PROBLEM:
The reply should hold only the lines from the one with "z3moon: I see, I" through the end of the data, each given exactly.
[SOURCE INFORMATION Boundary: Start]
PR #9361, opened 2025-10-24
Metal: support MSAA SwapChain flag

bejado:
This adds Metal support for the `CONFIG_MSAA_4_SAMPLES` SwapChain flag. Currently, this flag should not be used when  rendering multiple Views into the SwapChain.

BUGS = [433327615]


filament/backend/src/metal/MetalDriver.mm
```diff
@@ -1821,25 +1820,35 @@
     auto [fragment, vertex] = functions.getRasterFunctions();
 
     // Pipeline state
+    std::vector<NSUInteger> sampleCounts;
```
pixelflinger: do we really need a std::vector here? bindPipeline is on the critical path, I'd rather avoid heap allocations

filament/backend/src/metal/MetalDriver.mm
```diff
@@ -1821,25 +1820,35 @@
...
+        sampleCounts.push_back(depthAttachment.getSampleCount());
     }
     MTLPixelFormat stencilPixelFormat = MTLPixelFormatInvalid;
     const auto& stencilAttachment = mContext->currentRenderTarget->getStencilAttachment();
     if (stencilAttachment) {
         stencilPixelFormat = stencilAttachment.getPixelFormat();
+        sampleCounts.push_back(stencilAttachment.getSampleCount());
         assert_invariant(isMetalFormatStencil(stencilPixelFormat));
     }
+    UTILS_UNUSED_IN_RELEASE bool allSampleCountsEqual =
```
poweifeng: I think you could do this without storing all the samples?  Would save some space and iterating through the vector.

filament/backend/test/test_MsaaSwapChain.cpp
```diff
@@ -0,0 +1,103 @@
+/*
+ * Copyright (C) 2022 The Android Open Source Project
```
poweifeng:
```suggestion
 * Copyright (C) 2025 The Android Open Source Project
```

filament/backend/src/metal/MetalDriver.mm
```diff
@@ -1149,8 +1149,7 @@
 }
 
 bool MetalDriver::isMSAASwapChainSupported(uint32_t) {
-    // TODO: support MSAA swapchain
-    return false;
+    return true;
```
z3moon, line 1153: Do we need to check for actual support of hardware or software capabilities?

filament/backend/src/metal/MetalHandles.mm
```diff
@@ -1076,105 +1150,102 @@ static void func(void* user) {
...
-            assert_invariant(descriptor.colorAttachments[i].loadAction != MTLLoadActionLoad);
-            assert_invariant(!defaultRenderTarget);
-
-            id<MTLTexture> sidecar = attachment.getMSAASidecarTexture();
-            assert_invariant(sidecar);
+            // This might happen if the user is rendering multiple views into a MSAA SwapChain,
+            // which is not supported. In that case, ignore the load action.
+            if (descriptor.colorAttachments[i].loadAction == MTLLoadActionLoad) {
+                descriptor.colorAttachments[i].loadAction = MTLLoadActionDontCare;
+            }
```
z3moon, line 1185: I'm not an expert on Metal, but it seems like the load action should be MTLLoadActionDontCare.

Maybe consider adding
```
assert_invariant(descriptor.colorAttachments[i].loadAction == MTLLoadActionDontCare);
```
in case more options are added to MTLLoadAction? (for depth and stencil attachments as well)

filament/backend/src/metal/MetalDriver.mm
bejado: Yup, good point.

filament/backend/src/metal/MetalDriver.mm
bejado: We don't need to, as all Metal hardware/software should support it.

filament/backend/src/metal/MetalHandles.mm
bejado: Hm, I'm not sure I follow. For MSAA rendering, there's two allowed load actions: "Clear", and "DontCare". "Load" is not allowed. `getLoadAction` will return one of those three, so here we're just checking if it's been set to "Load" and falling back to "DontCare".

z3moon: I see, I didn't know Clear is also allowed. Then leaving comments to clarify those two allowed options may be a good idea. Is there any chance more more enums are added to MTLLoadAction later?

bejado: I'll add some comments. I think it's unlikely that additional enums are added to `MTLLoadAction`. The load action is determined by `getLoadAction`, which only returns one of 3 load actions, so even if more were added those are still the only possibilities.

z3moon (approved):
[SOURCE INFORMATION Boundary: End]
EXERCISE RESULT:
z3moon: I see, I didn't know Clear is also allowed. Then leaving comments to clarify those two allowed options may be a good idea. Is there any chance more more enums are added to MTLLoadAction later?

bejado: I'll add some comments. I think it's unlikely that additional enums are added to `MTLLoadAction`. The load action is determined by `getLoadAction`, which only returns one of 3 load actions, so even if more were added those are still the only possibilities.

z3moon (approved):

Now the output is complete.